* _Assignment_
Across all entries below, how many lines include "Just"? Answer with the number alone.

──────── Information supplied ────────

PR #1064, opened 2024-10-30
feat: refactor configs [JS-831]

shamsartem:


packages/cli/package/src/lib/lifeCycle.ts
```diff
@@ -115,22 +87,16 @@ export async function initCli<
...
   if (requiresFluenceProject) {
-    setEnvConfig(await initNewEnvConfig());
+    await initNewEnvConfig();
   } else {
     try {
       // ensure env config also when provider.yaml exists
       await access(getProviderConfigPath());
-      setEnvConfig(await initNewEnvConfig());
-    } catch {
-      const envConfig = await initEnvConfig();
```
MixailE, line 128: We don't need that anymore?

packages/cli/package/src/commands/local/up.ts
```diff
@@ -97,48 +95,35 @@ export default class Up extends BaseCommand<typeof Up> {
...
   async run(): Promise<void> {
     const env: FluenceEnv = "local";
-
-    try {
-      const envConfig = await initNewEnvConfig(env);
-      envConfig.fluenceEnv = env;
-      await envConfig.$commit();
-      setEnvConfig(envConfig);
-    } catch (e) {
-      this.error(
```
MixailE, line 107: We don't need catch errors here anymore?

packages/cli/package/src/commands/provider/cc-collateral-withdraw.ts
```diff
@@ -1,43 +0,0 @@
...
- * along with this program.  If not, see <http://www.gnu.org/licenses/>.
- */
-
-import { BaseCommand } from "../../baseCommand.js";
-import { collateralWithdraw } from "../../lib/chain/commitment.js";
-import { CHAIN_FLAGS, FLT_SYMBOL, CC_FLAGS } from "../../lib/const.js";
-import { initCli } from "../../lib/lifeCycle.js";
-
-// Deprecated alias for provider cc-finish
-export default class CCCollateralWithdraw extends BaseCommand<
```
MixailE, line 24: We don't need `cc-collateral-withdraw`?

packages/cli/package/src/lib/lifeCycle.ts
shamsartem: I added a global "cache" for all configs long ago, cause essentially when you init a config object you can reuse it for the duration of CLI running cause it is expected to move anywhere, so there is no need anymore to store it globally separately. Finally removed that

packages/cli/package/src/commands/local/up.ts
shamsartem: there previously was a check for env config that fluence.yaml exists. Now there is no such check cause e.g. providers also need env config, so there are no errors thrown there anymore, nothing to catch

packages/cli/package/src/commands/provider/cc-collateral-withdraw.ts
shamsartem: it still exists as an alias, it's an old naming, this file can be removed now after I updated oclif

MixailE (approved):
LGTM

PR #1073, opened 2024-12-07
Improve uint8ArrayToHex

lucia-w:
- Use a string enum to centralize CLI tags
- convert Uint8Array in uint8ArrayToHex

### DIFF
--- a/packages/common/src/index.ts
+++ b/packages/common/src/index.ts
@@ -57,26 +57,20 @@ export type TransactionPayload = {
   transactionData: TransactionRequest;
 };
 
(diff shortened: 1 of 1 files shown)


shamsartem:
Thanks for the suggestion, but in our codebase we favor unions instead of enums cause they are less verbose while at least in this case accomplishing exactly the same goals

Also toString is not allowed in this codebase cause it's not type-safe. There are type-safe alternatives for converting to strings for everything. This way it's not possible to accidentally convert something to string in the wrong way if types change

────────
──────── Information supplied ────────

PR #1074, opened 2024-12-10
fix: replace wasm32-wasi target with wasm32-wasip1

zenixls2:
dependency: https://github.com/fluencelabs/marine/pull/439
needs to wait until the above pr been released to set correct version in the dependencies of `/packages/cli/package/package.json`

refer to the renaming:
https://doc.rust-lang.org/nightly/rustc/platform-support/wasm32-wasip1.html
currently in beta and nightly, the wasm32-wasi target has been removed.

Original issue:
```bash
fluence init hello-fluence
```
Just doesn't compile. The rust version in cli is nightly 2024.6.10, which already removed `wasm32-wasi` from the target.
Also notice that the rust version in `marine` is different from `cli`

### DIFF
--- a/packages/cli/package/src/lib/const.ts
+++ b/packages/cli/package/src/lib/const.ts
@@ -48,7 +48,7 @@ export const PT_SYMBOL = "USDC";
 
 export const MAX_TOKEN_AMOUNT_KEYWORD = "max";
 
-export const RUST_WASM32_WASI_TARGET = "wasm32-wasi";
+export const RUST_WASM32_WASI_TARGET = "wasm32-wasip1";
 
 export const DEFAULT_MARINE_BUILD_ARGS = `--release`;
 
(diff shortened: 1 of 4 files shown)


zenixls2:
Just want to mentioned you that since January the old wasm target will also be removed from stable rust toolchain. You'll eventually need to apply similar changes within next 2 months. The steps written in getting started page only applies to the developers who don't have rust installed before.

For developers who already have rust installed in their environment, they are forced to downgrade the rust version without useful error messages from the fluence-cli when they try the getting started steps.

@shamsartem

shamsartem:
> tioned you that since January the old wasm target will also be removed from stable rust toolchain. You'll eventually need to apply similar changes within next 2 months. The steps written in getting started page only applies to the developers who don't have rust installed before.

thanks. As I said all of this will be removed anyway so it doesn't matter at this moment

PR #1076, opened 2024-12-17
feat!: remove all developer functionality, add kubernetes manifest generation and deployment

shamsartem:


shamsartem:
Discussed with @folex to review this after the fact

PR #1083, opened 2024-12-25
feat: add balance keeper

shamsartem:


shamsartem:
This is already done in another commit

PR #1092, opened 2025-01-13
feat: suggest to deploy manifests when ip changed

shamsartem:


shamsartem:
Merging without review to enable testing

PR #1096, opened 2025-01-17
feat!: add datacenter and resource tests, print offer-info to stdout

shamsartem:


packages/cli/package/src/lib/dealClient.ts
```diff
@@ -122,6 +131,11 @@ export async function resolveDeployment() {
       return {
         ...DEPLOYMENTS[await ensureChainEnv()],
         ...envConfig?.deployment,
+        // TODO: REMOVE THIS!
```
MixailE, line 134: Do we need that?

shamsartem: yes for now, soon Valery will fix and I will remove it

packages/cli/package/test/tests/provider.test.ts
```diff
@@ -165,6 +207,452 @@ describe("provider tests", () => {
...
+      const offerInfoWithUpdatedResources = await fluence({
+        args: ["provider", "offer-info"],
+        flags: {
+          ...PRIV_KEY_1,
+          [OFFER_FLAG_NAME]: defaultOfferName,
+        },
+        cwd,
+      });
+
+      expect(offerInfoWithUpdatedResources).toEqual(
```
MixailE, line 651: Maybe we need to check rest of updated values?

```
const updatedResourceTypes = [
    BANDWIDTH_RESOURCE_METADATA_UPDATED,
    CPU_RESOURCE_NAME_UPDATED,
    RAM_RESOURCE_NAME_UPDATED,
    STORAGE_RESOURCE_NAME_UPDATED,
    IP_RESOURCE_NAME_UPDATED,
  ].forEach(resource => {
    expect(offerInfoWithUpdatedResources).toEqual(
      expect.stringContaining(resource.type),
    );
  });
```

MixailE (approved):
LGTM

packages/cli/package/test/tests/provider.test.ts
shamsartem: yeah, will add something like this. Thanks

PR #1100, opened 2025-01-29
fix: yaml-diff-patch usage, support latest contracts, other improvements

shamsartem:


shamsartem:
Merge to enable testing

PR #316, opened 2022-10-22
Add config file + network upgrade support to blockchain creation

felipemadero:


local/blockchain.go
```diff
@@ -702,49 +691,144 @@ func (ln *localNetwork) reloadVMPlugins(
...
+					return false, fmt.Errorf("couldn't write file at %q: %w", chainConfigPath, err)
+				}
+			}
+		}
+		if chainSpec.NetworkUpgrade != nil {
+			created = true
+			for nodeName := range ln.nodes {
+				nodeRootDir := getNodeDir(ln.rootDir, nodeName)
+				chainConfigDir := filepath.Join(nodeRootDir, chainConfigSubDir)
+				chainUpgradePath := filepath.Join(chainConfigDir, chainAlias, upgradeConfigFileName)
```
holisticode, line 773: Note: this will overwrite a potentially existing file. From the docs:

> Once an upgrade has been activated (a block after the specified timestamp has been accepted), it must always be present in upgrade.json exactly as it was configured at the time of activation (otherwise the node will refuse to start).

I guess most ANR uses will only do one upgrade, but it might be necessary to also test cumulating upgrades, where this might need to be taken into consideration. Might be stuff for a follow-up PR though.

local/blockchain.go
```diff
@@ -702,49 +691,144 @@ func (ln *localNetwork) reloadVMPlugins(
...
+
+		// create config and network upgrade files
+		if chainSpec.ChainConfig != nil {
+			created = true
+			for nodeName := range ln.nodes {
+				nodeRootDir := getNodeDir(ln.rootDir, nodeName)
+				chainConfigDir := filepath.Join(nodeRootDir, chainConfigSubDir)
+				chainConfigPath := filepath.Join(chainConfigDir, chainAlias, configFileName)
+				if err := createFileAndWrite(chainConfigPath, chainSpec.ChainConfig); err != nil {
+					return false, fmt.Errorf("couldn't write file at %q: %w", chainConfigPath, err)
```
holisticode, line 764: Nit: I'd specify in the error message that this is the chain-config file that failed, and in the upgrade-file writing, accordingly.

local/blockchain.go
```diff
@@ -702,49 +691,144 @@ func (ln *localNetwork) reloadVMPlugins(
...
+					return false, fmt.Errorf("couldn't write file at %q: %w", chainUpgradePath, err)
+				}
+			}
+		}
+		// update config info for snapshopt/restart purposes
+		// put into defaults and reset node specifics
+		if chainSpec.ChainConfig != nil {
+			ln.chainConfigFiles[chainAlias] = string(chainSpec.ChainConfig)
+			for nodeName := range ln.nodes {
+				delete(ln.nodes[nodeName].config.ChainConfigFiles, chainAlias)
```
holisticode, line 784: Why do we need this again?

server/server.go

────────

* _Answer space_
2